Researchers believe a lack of cohesion among brain regions is a key reason for age-related memory decline.
During youth, the brain is characterized by brain regions consisting of large synchronous groups that link nearly the entire brain in coordinated activity.
In a new study, investigators discovered these groups of brain regions that synchronize their activity during memory tasks, become smaller and more numerous as people age. Interestingly, the number of connections is different for each individual although the reduction in synchronized activity is consistent.
The study has been published in PLOS Computational Biology.
Typically, research on brain activity relies on average brain measurements across entire groups of people. In the new study, Dr. Elizabeth Davison of Princeton University, New Jersey, and colleagues describe a novel method to characterize and compare the brain dynamics of individual people.
The researchers used functional magnetic resonance imaging (fMRI) to record healthy people’s brain activity during memory tasks, attention tasks, and at rest.
For each person, fMRI data was recast as a network composed of brain regions and the connections between them. The scientists then use this network to measure how closely different groups of connections changed together over time.
They found that, regardless of whether a person is using memory, directing attention, or resting, the number of synchronous groups of connections within one brain is consistent for that person.
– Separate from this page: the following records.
PR #1886, opened 2026-05-04
fix: check for static link of dynamic object

TechnoPorg:
The allow_shared modifier currently only applies if given a library name as an input, but is ignored if given a filename. This PR adds a check to see whether a shared object given as a filename is allowed to be linked.

Split off from #1884.

### DIFF
--- a/libwild/src/input_data.rs
+++ b/libwild/src/input_data.rs
@@ -718,9 +718,16 @@ impl<'data, P: Platform> TemporaryState<'data, P> {
             modifiers: input_ref.file.modifiers,
         };
 
-        let object = ParsedInputObject::new(&input_bytes, self.args);
+        let object = InputRecord::Object(ParsedInputObject::new(&input_bytes, self.args));
 
-        Ok(InputRecord::Object(object))
+        if object.is_dynamic_object() && !input_ref.file.modifiers.allow_shared {
+            bail!(
+                "Attempted static link of dynamic object {}",
+                input_ref.file.filename.display()
+            );
+        }
+
+        Ok(object)
     }
 }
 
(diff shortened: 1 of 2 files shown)


wild/tests/sources/elf/no-dynamic-in-static/no-dynamic-in-static.c
```diff
@@ -0,0 +1,5 @@
+//#Mode:static
+//#Shared:force-dynamic-linking.c
+//#ExpectError:attempted static link of dynamic object .*
```
davidlattimore: I don't think the '.*' at the end will do anything. At least from what I recall, the check is that the regex matches anywhere in the line.

libwild/src/input_data.rs
```diff
@@ -718,9 +718,16 @@ impl<'data, P: Platform> TemporaryState<'data, P> {
             modifiers: input_ref.file.modifiers,
         };
 
-        let object = ParsedInputObject::new(&input_bytes, self.args);
+        let object = InputRecord::Object(ParsedInputObject::new(&input_bytes, self.args));
 
-        Ok(InputRecord::Object(object))
+        if object.is_dynamic_object() && !input_ref.file.modifiers.allow_shared {
+            bail!(
+                "attempted static link of dynamic object {}",
```
davidlattimore: For consistency with our error message elsewhere, could you uppercase the "A" in "Attempted"?

davidlattimore (commented):
Thanks for this. Always good to see improvements to our error reporting.

libwild/src/input_data.rs
TechnoPorg: Done. Since GNU ld uses a lowercase, I've made the regex match either.

davidlattimore (approved):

However, between people, these numbers vary dramatically.
During memory specifically, variations between people are closely linked to age. Younger participants have only a few large synchronous groups that link nearly the entire brain in coordinated activity, while older participants show progressively more and smaller groups of connections.
Researchers believe this indicates a loss of cohesive brain activity, even in the absence of memory impairment.
“This method elegantly captures important differences between individual brains, which are often complex and difficult to describe,” Davison said.
“The resulting tools show promise for understanding how different brain characteristics are related to behavior, health, and disease.”
Future work will investigate how to use individual brain signatures to differentiate between healthily aging brains and brains with age-related impairments.